Evangelio de hoy domingo, 7 de septiembre, 2025

Celebración de hoy

Santa Regina, Patrona de Víctimas de Tortura y contra la Pobreza



Santa Regina de Alesia, fue virgen y mártir, defendió su castidad, tuvo una vida muy breve pero con un gran testimonio de fe, valentía y amor al Señor

Lecturas del día

1° Lectura: Sabiduría 9,13-18.

¿Qué hombre puede conocer las intenciones de Dios? ¿Quién puede adivinar la voluntad del Señor? Los razonamientos de los mortales son inseguros y nuestras intenciones inestables; porque un cuerpo perecedero presiona al alma, y esta tienda de barro pesa sobre la mente que pulula. Ya es bastante difícil para nosotros averiguar lo que hay en la tierra, laborioso, conocer lo que está a nuestro alcance; ¿quién, pues, puede descubrir lo que hay en los cielos? En cuanto a tu intención, ¿quién podría haberla aprendido, si no hubieras concedido la Sabiduría y enviado tu Espíritu Santo desde lo alto? Así, se han enderezado los caminos de los de la tierra, y se ha enseñado a los hombres lo que te agrada, y se les ha salvado, por la Sabiduría.

Salmo 90(89): Señor, tú has sido nuestro refugio de generación en generación. (R).

Vuelves a los hombres al polvo y dices: «Volved, hijos de los hombres». Para tus ojos, mil años son como un día de ayer, que se van y vienen, no son más que una vigilia en la noche. /R.

Tú barres a los hombres como un sueño, como la hierba que brota por la mañana. Por la mañana, brota y florece; al atardecer se marchita y se desvanece. /R.

Haz que conozcamos la brevedad de nuestra vida, para que adquiramos sabiduría de corazón. Señor, cede. ¿Es tu cólera eterna? Ten piedad de tus siervos. /R.

Por la mañana, llénanos de tu amor; nos alegraremos y nos regocijaremos todos nuestros días. Que el favor del Señor sea sobre nosotros: da éxito a la obra de nuestras manos. /R.

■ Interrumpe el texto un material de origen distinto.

PR #598, opened 2026-06-24
platforms/metal: sandbox Metal toolchain

elogir:
Fetch Apple's encrypted Metal toolchain and only exposes the minimal compile tools + runtime needed

### DIFF
--- a/platforms/metal/libpjrt_metal.BUILD.bazel
+++ b/platforms/metal/libpjrt_metal.BUILD.bazel
@@ -5,6 +5,7 @@ copy_file(
     name = "libpjrt_metal.dylib",
     src = "libpjrt_c_api_gpu_plugin.dylib",
     out = "lib/libpjrt_c_api_gpu_plugin.dylib",
+    allow_symlink = True,
 )
 
 copy_to_directory(
@@ -13,8 +14,6 @@ copy_to_directory(
         ":libpjrt_metal.dylib",
     ],
     add_directory_to_runfiles = False,
-    allow_overwrites = True,
-    hardlink = "auto",
     include_external_repositories = ["**"],
 )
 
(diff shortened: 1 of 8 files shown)


platforms/metal/metal_toolchain.BUILD.bazel
```diff
@@ -0,0 +1,382 @@
+package(default_visibility = ["//visibility:public"])
+
+# Static BUILD file for the 17B54 MetalToolchain asset.
+
+filegroup(
+    name = "toolchain_runtime",
+    srcs = glob(["Metal.xctoolchain/**"]),
+)
+
+exports_files([
```
cerisier, line 10: nit we don't use many of those files.

platforms/metal/libpjrt_metal.BUILD.bazel
```diff
@@ -0,0 +1,25 @@
...
+)
+
+copy_to_directory(
+    name = "sandbox",
+    srcs = [
+        ":libpjrt_metal.dylib",
+    ],
+    add_directory_to_runfiles = False,
+    allow_overwrites = True,
+    hardlink = "auto",
```
cerisier: usually no need

platforms/metal/libpjrt_metal.BUILD.bazel
```diff
@@ -0,0 +1,25 @@
+load("@bazel_lib//lib:copy_to_directory.bzl", "copy_to_directory")
+load("@bazel_skylib//rules:copy_file.bzl", "copy_file")
+
+copy_file(
+    name = "libpjrt_metal.dylib",
+    src = "libpjrt_c_api_gpu_plugin.dylib",
+    out = "lib/libpjrt_c_api_gpu_plugin.dylib",
+)
```
cerisier, line 9: use allow_symlink=True,

as a rule of thumb, all copy_file should be allow_symlink=True

cerisier (approved):

cerisier:
Merging as is, a follow up PR will cleanup the dylib with install name tool.

PR #618, opened 2026-07-01
zml: introduce zml.Compiler

gwenzek:
Move the type out of `zml.compile` signature so that we can call `io.async` more easily.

2° Lectura: Filemón 9-10.12-17.

Prefiero suplicarte en nombre del amor. Yo, Pablo, ya anciano y ahora prisionero a causa de Cristo Jesús, te suplico en favor de mi hijo Onésimo, al que engendré en la prisión. Te lo envío como si fuera yo mismo. Con gusto lo hubiera retenido a mi lado, para que me sirviera en tu nombre mientras estoy prisionero a causa del Evangelio. Pero no he querido realizar nada sin tu consentimiento, para que el beneficio que me haces no sea forzado, sino voluntario. Tal vez, él se apartó de ti por un instante, a fin de que lo recuperes para siempre, no ya como un esclavo, sino como algo mucho mejor, como un hermano querido. Si es tan querido para mí, cuanto más lo será para ti, que estás unido a él por lazos humanos y en el Señor. Por eso, si me consideras un amigo, recíbelo como a mí mismo.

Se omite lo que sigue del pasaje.